Warum der Vollmond die Zahl der Wildunfälle steigen lässt

Verkehrsstatistiken zeigen einen eindeutigen Trend: In Vollmondnächten ist die Wahrscheinlichkeit einer Kollision mit einem freilebenden Tier im Durchschnitt 40 bis 50 Prozent höher als in anderen Nächten. Das ist kein Zufallsergebnis, sondern ein Phänomen, das durch Daten aus aller Welt wiederholt bestätigt wurde.

Die naheliegendste Erklärung liegt im Licht selbst. Ein heller Himmel veranlasst Tiere zu aktiverer Nahrungsaufnahme und häufigeren Ortswechseln. Fahrer, die sich an Dunkelheit gewöhnt haben, sehen die Straße plötzlich viel deutlicher — was in ihnen ein falsches Sicherheitsgefühl erzeugt, das sie reflexartig schneller fahren lässt.

Ökologen, die sich mit Wildtieren an Straßen befassen, betonen, dass gerade die Kombination beider Faktoren entscheidend ist. Tiere wie Rehe, Hirsche oder Wildschweine bewegen sich in hellen Nächten häufiger und über größere Distanzen. Gleichzeitig fahren Autos schneller, was die Reaktionszeit im entscheidenden Moment drastisch verkürzt.

Laut verfügbaren Statistiken kann das Risiko einer Wildkollision in einer Vollmondnacht um bis zu 46 Prozent höher sein als in einer gewöhnlichen dunklen Nacht. Diese Zahl ist keineswegs zu vernachlässigen und sollte das Verhalten von Fahrern bei nächtlichen Fahrten unter diesen Bedingungen grundlegend verändern.

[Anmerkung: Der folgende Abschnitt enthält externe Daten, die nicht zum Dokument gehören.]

PR #482, opened 2023-03-15
Update yarn.lock, remove Windows mswin ssl cert related code

MSP-Greg:
1. MSYS2 recently changed the folder that the ssl cert file is located in.  'Git for Windows' is built with MSYS2.  The most recent version has the files in `etc/ssl`, older versions have them in `ssl`.  Code now looks in both locations.  This file is needed for Windows Rubies 2.3 and earlier, as they don't include a cert file, and the code uses the cert file included with 'Git for Windows'...

2. The ruby-loco mswin build now has a bundled cert file.  Removed the code for that.

3. Updated `yarn.lock`.

Note that the Actions images that are currently rolling out will not work without this PR.  Sorry, I forgot about the 'Git for Windows' change due to the MSYS2 change...

### DIFF
--- a/dist/index.js
+++ b/dist/index.js
@@ -720,6 +720,29 @@ function setupPath(newPathEntries) {
 
 "use strict";
 
+var __createBinding = (this && this.__createBinding) || (Object.create ? (function(o, m, k, k2) {
+    if (k2 === undefined) k2 = k;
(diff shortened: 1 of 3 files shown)


eregon (approved):
Thanks!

Welche Tiere am häufigsten auf die Fahrbahn laufen

Die genauen Arten unterscheiden sich von Region zu Region, doch der grundlegende Mechanismus ist überall gleich. Dämmerungs- und nachtaktive Tiere wechseln zwischen Wald, Feldern und Wasserquellen — und überqueren dabei Straßen, die sie schlicht nicht als Bedrohung wahrnehmen.

  • Reh und Hirsch gehören zu den häufigsten Verursachern nächtlicher Kollisionen; sie bewegen sich in Gruppen, sodass ein sichtbares Tier fast immer bedeutet, dass weitere folgen
  • Wildschwein ist schwer, niedrig und massiv — eine Kollision mit einem ausgewachsenen Tier verursacht in der Regel erhebliche Fahrzeugschäden und ein ernsthaftes Verletzungsrisiko für die Insassen
  • Elch stellt vor allem in Nord- und Osteuropa eine tödliche Gefahr dar; sein hochgewachsener Körper schlägt beim Aufprall direkt auf Windschutzscheibe und Fahrzeugdach
  • Fuchs, Dachs und Marder sind kleinere Tiere, die zwar meist nur Blechschäden verursachen, doch die Panikreaktion des Fahrers nach ihrem Überqueren kann leicht zu einem Abkommen von der Fahrbahn führen
  • Die meisten dieser Arten sind genau nach Einbruch der Dunkelheit am aktivsten — und der Vollmond verlängert dieses aktive Zeitfenster noch weiter

Biologen, die Huftiere im Gelände beobachten, haben festgestellt, dass sich Rehe bei hellem Mondlicht anders verhalten als gewöhnlich. Sie riskieren Bewegungen über offene Flächen, die sie bei vollständiger Dunkelheit vorsichtig umgehen würden.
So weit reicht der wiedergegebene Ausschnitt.